Unless something changes, I am 99.8 percent sure I will be picking one up this spring.


----------



## richg99 (Jan 16, 2019)

If you have open water or access to a swimming pool...so you can give a yak a try...

......this is the very best time to be looking at last year's new yaks; demos; and OPBs (Other people's boats). New models are coming out daily. Rental places are replacing their rental yaks; some guys "need" to buy the newest and are selling their present yaks 

If you can't give a yak a float trip, it is always "iffy" to buy one that you haven't tried, IMHO. I've owned a number of them but will want to sea-trial any future boats/yaks.

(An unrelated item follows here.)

PR #1963, opened 2024-09-18
Remove error snackbar for 401 errors that redirects to the login page

### LINKED ISSUE #1846: login/user api fails on login screen probably during routine token refresh
e.g "6.0.0"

That doesn't mean that I wouldn't buy one without a trial, but I think I know my criteria better than a rank newbie.


----------



## WV1951 (Jan 16, 2019)

Thanks for the tip. Have been in a Prescador pro 10 and what I am considering is 2" wider and even flatter. Stability over speed. I do very small water. It was new in 2018, so nothing used. I'm not breaking the bank, anyway.


----------



## richg99 (Jan 16, 2019)

It always amazes me how often advice is given on picking a yak, without any knowledge or consideration of the size; weight; balance; or flexibility of the potential kayaker. 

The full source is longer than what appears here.